Glass comienza aquí una lucha desigual contra una naturaleza escabrosa y hostil, excelsamente fotografiada por el multipremiado Emmanuel Lubezki, en que el frío álgido, la amenaza de bestias salvajes y de hordas indígenas que defienden su territorio sólo parecen asegurarle un doloroso final. Los primeros momentos de esta parte de la película conmueven al mostrar aquello de lo que es capaz un ser humano cuando está movido por la intensidad de su amor y de sus pasiones, entiéndase el deseo de venganza por el asesinato de su amado hijo. Pero progresivamente los desafíos que va superando el personaje se tornan repetitivos e incluso inverosímiles, lo cual implica una pérdida de intensidad cinematográfica que muy bien pudo evitarse de no haberse apostado tanto por la espectacularización gratuita. Esta parte de la película culmina con la llegada de Hugh Glass al campamento de donde había partido la expedición.

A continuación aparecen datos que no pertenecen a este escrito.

PR #53, opened 2019-03-16
Use `-all_load` for binaries in Buck-generated project to work around Apple bug

bachand:
In https://github.com/airbnb/BuckSample/pull/38 I documented [Apple's bug](https://bugs.swift.org/browse/SR-6004) with Swift static libraries that can cause protocol conformances to be stripped under some circumstances.

This bug only manifests in builds produced by Buck-generated projects. It does not manifest in builds from the Buck CLI since those builds do not use Swift static libraries.

We have investigated how best to work around this bug in our Buck-generated projects.

We currently believe that adding `-all_load` to Apple binaries is the best approach.

`-force_load`ing specific static libraries can also work. However, the ergonomics of it aren't as good as you likely need to find and specify each library to `-force_load`. This can quickly become a game of whack-a-mole.

We are planning to ship to the App Store with Buck CLI builds so we won't encounter this issue in production. However, we want our developers to be able to use the Buck-generated projects with confidence and not worry if bugs they see in development are due to this Apple bug. Because we are only using Buck-generated project for development we also don't need to worry about bloating the binary size by adding `-all_load.` 

### Tags for SEO
- SR-6004

### DIFF
--- a/App/BUCK
+++ b/App/BUCK
@@ -1,4 +1,4 @@
-load("//Config:configs.bzl", "binary_configs", "library_configs", "watch_binary_configs", "message_binary_configs", "pretty", "info_plist_substitutions")
+load("//Config:configs.bzl", "app_binary_configs", "library_configs", "watch_binary_configs", "message_binary_configs", "pretty", "info_plist_substitutions")
 load("//Config:buck_rule_macros.bzl", "apple_lib", "apple_test_lib", "apple_test_all")
 
 apple_asset_catalog(
@@ -55,7 +55,7 @@ apple_binary(
         "//App:",
         "//App/...",
     ],
-    configs = binary_configs("ExampleApp"),
+    configs = app_binary_configs("ExampleApp"),
     swift_version = "4.0",
     srcs = [
         "BuckSupportFiles/Dummy.swift",
@@ -202,7 +202,7 @@ apple_binary(
         "MessageExtension/**/*.swift",
     ]),
     configs = message_binary_configs("ExampleApp.MessageExtension"),
-    
+
     # "-e _NSExtensionMain" tell linker this binary is app extension, so it won't fail due to missing _main
     # "-Xlinker -rpath -Xlinker @executable_path/../../Frameworks" tells the executable binary to
     # look for frameworks in ExampleApp.app/Frameworks instead of PlugIns, so that we don't need to have
--- a/App/ViewController.swift
+++ b/App/ViewController.swift
@@ -83,8 +83,9 @@ class ViewController: UIViewController {
     //
     // `-force_load`ing the module where the conformance exists also works.
     //
-    // This is tracked by https://bugs.swift.org/browse/SR-6004. This seems to indicate that
-    // `-all_load` will work too, but we haven't verified that.
+    // Finally, you can use `-all_load`. **That is the workaround that we are currently using.**
+    //
+    // This is tracked by https://bugs.swift.org/browse/SR-6004.
 //    let myObject = MyPublicClass()
     let myObject = MyFactory.myPublicObject()
     if (myObject as? MyPublicProtocol) == nil {
--- a/App/ViewController.swift
+++ b/App/ViewController.swift
@@ -67,26 +67,22 @@ class ViewController: UIViewController {
     // This line will crash if the assets from SwiftWithAssets haven't been bundled into the app
     _ = Catalog.buck.image
 
-    // Without an object explicitly typed as `MyPublicClass`, an instance of `MyPublicClass` won't
-    // exhibit conformance to `MyPublicProtocol`. `MyPublicClass` is defined in `Swift4`.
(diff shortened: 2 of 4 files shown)


Config/utils.bzl
```diff
@@ -0,0 +1,74 @@
+OTHER_LINKER_FLAGS_KEY = 'OTHER_LDFLAGS'
```
bachand: I've been meaning to bring these over for awhile. I brought over everything except `configs_without_key` which is not Skylark compliant.

`config_with_updated_linker_flags` was also not Skylark compliant, but I updated it since we need to use it.

In future PRs we could clean up some of our code by using these helpers.

App/BUCK
```diff
@@ -55,7 +55,7 @@ apple_binary(
         "//App:",
         "//App/...",
     ],
-    configs = binary_configs("ExampleApp"),
+    configs = app_binary_configs("ExampleApp"),
```
bachand: Given the additional `*_binary_configs` methods, it seemed worth clarifying this.

Config/configs.bzl
```diff
@@ -44,18 +50,15 @@ def library_configs():
...
 
-def binary_configs(name):
+def app_binary_configs(name):
     binary_specific_config = {
         "ALWAYS_EMBED_SWIFT_STANDARD_LIBRARIES": "YES",
         "DEVELOPMENT_LANGUAGE": "Swift",
         "PRODUCT_BUNDLE_IDENTIFIER": bundle_identifier(name),
     }
     binary_config = SHARED_CONFIGS + binary_specific_config
-    configs = {
```
bachand: Using `configs_with_config` results in a functionality change since the resulting `configs` dictionary will now include a `"Release"` key/value pair, but that seems like the right behavior anyway.

Config/utils.bzl
```diff
@@ -0,0 +1,74 @@
...
+                other_linker_flags)
+        return updated_configs
+
+# Either appends or assigns `other_linker_flags` to `config` under `config_key`.
+# Params:
+# - config: A dictionary of config names and their values
+# - additional_linker_flags: A string-representable value of additional linker flags
+# - config_key: The key to which to append or assign the additional linker flags
+def config_with_updated_linker_flags(config, other_linker_flags, config_key=OTHER_LINKER_FLAGS_KEY):
+    new_config = { }
```
bachand: This had to be rewritten from the following since dictionaries do not have a `copy()` method in Skylark.

```python
def config_with_updated_linker_flags(config, other_linker_flags, config_key=OTHER_LINKER_FLAGS_KEY):
    config_copy = config.copy()
    if config_key in config_copy:
        config_copy[config_key] += ' ' + other_linker_flags
    else:
        config_copy[config_key] = '$(inherited) ' + other_linker_flags
    return config_copy
```

App/ViewController.swift
```diff
@@ -83,8 +83,9 @@ class ViewController: UIViewController {
     //
     // `-force_load`ing the module where the conformance exists also works.
     //
-    // This is tracked by https://bugs.swift.org/browse/SR-6004. This seems to indicate that
-    // `-all_load` will work too, but we haven't verified that.
+    // Finally, you can use `-all_load`. **That is the workaround that we are currently using.**
+    //
+    // This is tracked by https://bugs.swift.org/browse/SR-6004.
 //    let myObject = MyPublicClass()
```
dfed: Should we remove this line and the part of the comment that refers to it above? Feels a little confusing to come into this project and see a "hey try this out to fix this issue" when the Xcode project will already be working as expected due to `-all_load`.

Config/configs.bzl
```diff
@@ -24,6 +26,10 @@ SHARED_CONFIGS = {
     "LD_RUNPATH_SEARCH_PATHS": "@executable_path/Frameworks", # To allow source files in binary
 }
 
+# Adding `-all_load` to our binaries works around https://bugs.swift.org/browse/SR-6004. See the
+# longer comment in `ViewController.swift` for more details.
+APPLE_BINARY_OTHER_LINKER_FLAGS = "-all_load"
```
dfed: Should we make this constant name specific to the use case? Or do we think we'll want to add more flags here?

If we think we'll want to add more flags, should we make this property an array instead of a string?

App/ViewController.swift
bachand: Good feedback: https://github.com/airbnb/BuckSample/pull/53/commits/90d5a53d118b2a63a27ea4cd6817f3267d402c6b

Config/configs.bzl
bachand: I think the simplest path forward is to un-generalize for now until we have a need to add more: https://github.com/airbnb/BuckSample/pull/53/commits/4fbace081ce80d6b490d65a233dfba38f3476a6f

bachand:
I regenerated and it's still working correctly. Will merge when CI checks complete.

Screen Shot 2019-03-18 at 12 43 33 PM

dfed:
Love the new commits!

La tercera parte muestra una nueva expedición planeada para ubicar Fitzgerald, quien había escapado al enterarse del regreso de Glass, y someterlo a la justicia. La sed de venganza de Hugh Glass, muy explicable y en contradicción con el instinto de supervivencia de Fitzgerald, que como ya dijimos, da sentido a la película, pudo tener otro tratamiento que no fuera un alargamiento innecesario de nuevas peripecias que llevan con tedio a un final en que el vengador termina cumpliendo su cometido y haciendo aparente justicia, o sea, lo mata. Es esta la parte en que la película de González Iñárritu termina perdiendo por predecible y fatigosa excepto por el detalle pintoresco que resulta ser la manera en que Glass engaña a Fitzgerald haciéndose pasar por muerto.

La toma final: primer plano del rostro de Hugh Glass, en que no se sabe si es el personaje o el mismo Leonardo Di Caprio quien mira directamente a la cámara rompiendo la cuarta pared, recurso estilístico tanto del cine como del teatro que siempre conlleva un significado coherente con la trama, el cual lamentablemente no existe en esta película. Teniendo a su favor los hermosos paisajes invernales que fueron magistralmente fotografiados por Lubezki, y dos actores consumados, protagonista y antagonista, sumamente expresivos y convincentes más allá de la dicción, es una pérdida la ausencia de significados que hace de las imágenes grandilocuentes meros artificios decorativos en gran parte de la película, que bien pudo haber durado una hora menos para poder ser un acierto fílmico.

Un claro desacierto es además la trama paralela de la indígena secuestrada que nunca adquiere un sentido propio y sólo termina, como artificio accesorio, cruzándose de refilón con la trama principal. Otro lo son las metáforas visuales de las apariciones de la amada asesinada, las cuales, además de su simbolismo algo abstruso, caen en la mediocridad del recurso manido. Es difícil recomendarla pero de todos modos tiene algo que ofrecer al espectador.